PR #205, opened 2021-05-25
Rename getProcessMeta -> getProcessSummary

### LINKED ISSUE #203: feature: rename and extend getProcessMeta()
**Describe the feature**
In order to make getProcessMeta() useful for the client, we'd need to extend the fields to:

- metadata
- startBlock
- endBlock
- sourceNetworkId
- entityIndex

Also rename getProcessMeta to getProcessHeader

**Motivation**
Make client more efficient.

NateWilliams2:
add fields:
- metadata
- startBlock
- blockCount
- sourceNetworkID
- entityIndex

rename:
- state -> status

modify:
- type from a string to a ProcessType

close https://github.com/vocdoni/vocdoni-node/issues/203

### DIFF
--- a/api/types.go
+++ b/api/types.go
@@ -178,7 +178,6 @@ type ResponseMessage struct {
 type MetaResponse struct {
 	APIList              []string                         `json:"apiList,omitempty"`
 	Block                *indexertypes.BlockMetadata      `json:"block,omitempty"`
-	BlockCount           uint32                           `json:"blockCount,omitempty"`
 	BlockList            []*indexertypes.BlockMetadata    `json:"blockList,omitempty"`
 	BlockTime            *[5]int32                        `json:"blockTime,omitempty"`
 	BlockTimestamp       int32                            `json:"blockTimestamp,omitempty"`
@@ -194,7 +193,6 @@ type MetaResponse struct {
 	EncryptionPublicKeys []Key                            `json:"encryptionPubKeys,omitempty"`
 	EntityID             string                           `json:"entityId,omitempty"`
 	EntityIDs            []string                         `json:"entityIds,omitempty"`
-	EntityIndex          uint32                           `json:"entityIndex,omitempty"`
 	Envelope             *indexertypes.EnvelopePackage    `json:"envelope,omitempty"`
 	Envelopes            []*indexertypes.EnvelopeMetadata `json:"envelopes,omitempty"`
 	Files                []byte                           `json:"files,omitempty"`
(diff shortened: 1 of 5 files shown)


api/types.go
```diff
@@ -241,6 +246,14 @@ func (r *MetaResponse) SetError(v interface{}) {
 	r.Message = fmt.Sprintf("%s", v)
 }
 
+type ProcessType struct {
```
p4u: This is defined in the protobuf models, we should use that instead I think

client/api.go
```diff
@@ -68,9 +68,9 @@ func (c *Client) GetResults(pid []byte) ([][]string, string, bool, error) {
 		return nil, "", false, fmt.Errorf("cannot get results: (%s)", resp.Message)
 	}
 	if resp.Message == "no results yet" {
-		return nil, resp.State, false, nil
+		return nil, resp.Status, false, nil
```
p4u: Let's not change this now, it's breaking.

router/indexerCallbacks.go
```diff
@@ -195,22 +195,18 @@ func (r *Router) getProcessMeta(request RouterRequest) {
 		return
 	}
 
-	if procInfo.Envelope.Anonymous {
-		response.Type = "anonymous"
-	} else {
-		response.Type = "poll"
+	response.Type = api.ProcessType{
```
p4u: Whi not just returning procInfo.Envelope ??

router/indexerCallbacks.go
```diff
@@ -195,22 +195,18 @@ func (r *Router) getProcessMeta(request RouterRequest) {
...
-	} else {
-		response.Type += " open"
-	}
-	if procInfo.Envelope.Serial {
-		response.Type += " serial"
-	} else {
-		response.Type += " single"
-	}
-	response.State = models.ProcessStatus(procInfo.Status).String()
+	response.EntityIndex = procInfo.EntityIndex
```
p4u: I think instead of adding all these fields as new fields, we should use a struct, such as "ProcessHeader". Don't we have that already somewhere?

router/voteCallbacks.go
```diff
@@ -312,22 +312,14 @@ func (r *Router) getResults(request RouterRequest) {
...
-	}
-	response.State = models.ProcessStatus(procInfo.Status).String()
+	response.Type = api.ProcessType{
+		Anonymous:      procInfo.Envelope.Anonymous,
+		Encrypted:      procInfo.Envelope.EncryptedVotes,
+		CostFromWeight: procInfo.Envelope.CostFromWeight,
+		Serial:         procInfo.Envelope.Serial,
+		UniqueValues:   procInfo.Envelope.UniqueValues,
+	}
+	response.Status = models.ProcessStatus(procInfo.Status).String()
```
p4u: Not today

p4u (changes requested):

router/indexerCallbacks.go
```diff
@@ -195,23 +195,14 @@ func (r *Router) getProcessMeta(request RouterRequest) {
...
-		response.Type += " open"
-	}
-	if procInfo.Envelope.Serial {
-		response.Type += " serial"
-	} else {
-		response.Type += " single"
-	}
-	response.State = models.ProcessStatus(procInfo.Status).String()
-	response.EntityID = hex.EncodeToString(procInfo.EntityID)
+	response.ProcessSummary.Type = procInfo.Envelope
```
p4u:
```
response.ProcessSumarry = &ProcessSummary{
Type: procInfo.Envelope,
....
}
```

router/indexerCallbacks.go
```diff
@@ -223,7 +217,7 @@ func (r *Router) getProcessMeta(request RouterRequest) {
 		return
 	}
 	votes := uint32(eh)
-	response.Height = &votes
+	response.ProcessSummary.EnvelopeHeight = &votes
```
p4u: Lets add this to the ProcessSummary as the other fields.

p4u (approved):

PR #207, opened 2021-05-27
scrutinizer: retry if transaction conflict on ComputeResults

p4u:

### DIFF
--- a/vochain/scrutinizer/vote.go
+++ b/vochain/scrutinizer/vote.go
@@ -264,19 +264,32 @@ func (s *Scrutinizer) ComputeResult(processID []byte) error {
 	// updateProcess. If we fetch the process, compute the results, then update the process,
 	// ComputeResult can override the process status set by updateProcess. UpdateMatching
 	// gets rid of the time between fetching and updating the process, eliminating this race.
-	if err := s.db.UpdateMatching(&indexertypes.Process{},
-		badgerhold.Where("ID").Eq(processID),
-		func(record interface{}) error {
-			update, ok := record.(*indexertypes.Process)
-			if !ok {
-				return fmt.Errorf("record isn't the correct type! Wanted Result, got %T", record)
+	maxTries := 1000
+	for {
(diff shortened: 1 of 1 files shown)


mvdan:
How can we get to these conflicts, and why is sleeping a bit and retrying solving it? I'd imagine there's an underlying problem we need to fix, rather than adding sleeps.

p4u:
Well, it's like a "time based random access" mechanism, if other transactions are happening in the same time, soon or later all of them will probably success. We might add some random time field, such as `time.Milisecond() * 20 + rand(100)`

The underlaying problem is not a real problem since Transaction Conflicts are expected and normal in Badger. We might use a Lock to avoid this but IMHO the loop works too and might be even faster.

mvdan:
Huh, I find it really weird that it's expected to have transaction conflicts with badger. Should we not wrap every badger transaction with a retry loop, then?

p4u:
Well, that's a characteristic of so called [ACID transactions](https://dgraph.io/blog/post/badger-txn/) 

> Finally, when Commit is called, we send our read fingerprints to Oracle and ask for a commit timestamp. Oracle will check if the read rows have since been updated (row commit ts > txn read ts). If so, it would return a conflict, and the transaction would abort. This is indicated by Commit method returning an ErrConflict error.

See also this issue https://github.com/dgraph-io/badger/issues/539

The Badger founder states: 

> I don't know your code, but if you're using db.Update, running that in a loop would do.

p4u:
> Huh, I find it really weird that it's expected to have transaction conflicts with badger. Should we not wrap every badger transaction with a retry loop, then?

Yes, we should probably wrap all badger transactions in order to retry in a loop or to use mutex to avoid conflicts if we want to stay 100% sure it does not happend. However conflicts only appear on those db transactions which are very concurrent.

p4u:
I'll merge that since we need to fix this issue ASAP.

Afterwars we can see what's the best approach to solve this kind of issues.

PR #208, opened 2021-05-27
ethereum/ethevents: go back to a map+mutex

mvdan:
(see commit message)

### DIFF
--- a/ethereum/ethevents/events.go
+++ b/ethereum/ethevents/events.go
@@ -65,7 +65,7 @@ type EthereumEvents struct {
 	ContractsInfo map[string]*ethereumhandler.EthereumContract
 }
 
-type logEvent struct {
+type timedEvent struct {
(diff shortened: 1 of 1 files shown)


ethereum/ethevents/events.go
```diff
@@ -326,76 +333,66 @@ func (ev *EthereumEvents) processEventLogsFromTo(ctx context.Context,
...
+				ev.EventProcessor.add(&event)
 			}
 		}
 	}()
 
 	for {
+		// TODO(mvdan): Perhaps refactor this so we don't need a sleep.
+		// Maybe use a queue-like structure sorted by added time,
+		// and separately mark the removed events to ignore them.
 		time.Sleep(2 * time.Second)
```
p4u, line 391: since this next is now safe we could reduce the sleep to something like `time.Milisecond*200`

PR #209, opened 2021-05-27
vochain: allow signatures over base64

p4u:


mvdan:
I don't see anything wrong with this change, but I can't really understand it without an explanation for the reason in the commit message :)

p4u:
That's a bit complex. We believe there are some Web based signers (such as WalletConnect) which are failing to sign raw byte payloads. This commit introduces an optional flag on the SignedTx protobuf message, that if true, the signature over the whole transaction is done on the `base64(bytesPayload)` instead of `bytesPayload`.

However that's something we have not yet tested so it's just a testing commit for now.

PR #210, opened 2021-05-28
Scrutinizer: Don't use badgerhold.Key

NateWilliams2:
the use of Badgerhold.Key can lead to really bad performance issues. This PR replaces Badgerhold.Key with the key itself (eg. "ID") for all badgerhold queries.

### DIFF
--- a/vochain/scrutinizer/process.go
+++ b/vochain/scrutinizer/process.go
@@ -19,7 +19,7 @@ import (
 // ProcessInfo returns the available information regarding an election process id
 func (s *Scrutinizer) ProcessInfo(pid []byte) (*indexertypes.Process, error) {
 	proc := &indexertypes.Process{}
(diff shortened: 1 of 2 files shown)


p4u:
That was changed in purpose when @mvdan introduced this commmit on badgerhold https://github.com/vocdoni/badgerhold/commit/2d704df3456f01f13f7dfcd8a3ab1c909a19281d

So AFAIK only if we use `badgerhold.Key` we will be using that workaround

mvdan:
Right, FindOne queries are linear unless we use Key with my hack on badgerhold. How did you find that the performance was really bad with Key?

I could make badgerhold not linear with explicit key strings, but that would be even more hacks on badgerhold, so I'd like to avoid that.

NateWilliams2:
I see, so if anything, we should make sure that FindOne() is using badgerhold.Key wherever possible.

PR #213, opened 2021-05-31
Feature/faster envelope height

p4u:
see commit message

### DIFF
--- a/vochain/scrutinizer/vote.go
+++ b/vochain/scrutinizer/vote.go
@@ -38,6 +38,8 @@ const kvErrorStringForRetry = "Transaction Conflict"
 // Getindexertypes.VoteReference gets the reference for an AddVote transaction.
 // This reference can then be used to fetch the vote transaction directly from the BlockStore.
 func (s *Scrutinizer) GetEnvelopeReference(nullifier []byte) (*indexertypes.VoteReference, error) {
+	startTime := time.Now()
+	defer func() { log.Debugf("GetEnvelopeReference took %s", time.Since(startTime)) }()
 	txRef := &indexertypes.VoteReference{}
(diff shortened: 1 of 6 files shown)


vochain/scrutinizer/vote.go
```diff
@@ -220,34 +220,21 @@ func (s *Scrutinizer) GetEnvelopeHeight(processID []byte) (uint64, error) {
...
-		panic(fmt.Sprintf("unexpected type: %T", val))
+	// Check if the envelope height is cached
+	val := s.envelopeHeightCache.Get(string(processID))
+	if val != nil {
+		return val.(uint64), nil
+	}
+	// If not cached, make the expensive query
+	results := &indexertypes.Results{}
+	if err := s.db.FindOne(results, badgerhold.Where(badgerhold.Key).Eq(processID)); err != nil {
+		return 0, err
```
NateWilliams2, line 231: @p4u it doesn't make sense to me that we would only be able to fetch envelope height from a process that has results. For an encrypted process that hasn't completed, for example, will results be available to fetch the envelope height?

In either case I think we should check for ErrNotFound here and either manually count the envelopes, return 0, or return an error message that gives more context

p4u: I don't follow you @NateWilliams2, if ErrNotFound a 0 and the error are returned

Are you saying that Encrypted processes do not have a Results entry? In that case yes, we should create also a results entry for Encrypted results and count the envelopes. But I think (need to check the code to be sure) that results are created since we need to count the Weight too.

NateWilliams2: @p4u right, i guess what I'm describing has more to do with how this method is used. I brought this up because of the error on friday we had with getProcessSummary returning an ErrNotFound due to the results not being available. It seems like this should be the expected behavior though, so never mind :)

━━━━━━━━━━━━━━━━

**WORK REQUIRED:** Every line in the listing above that mentions "BlockMetadata" should be returned.

**TASK ANSWER:**
 	Block                *indexertypes.BlockMetadata      `json:"block,omitempty"`
 	BlockList            []*indexertypes.BlockMetadata    `json:"blockList,omitempty"`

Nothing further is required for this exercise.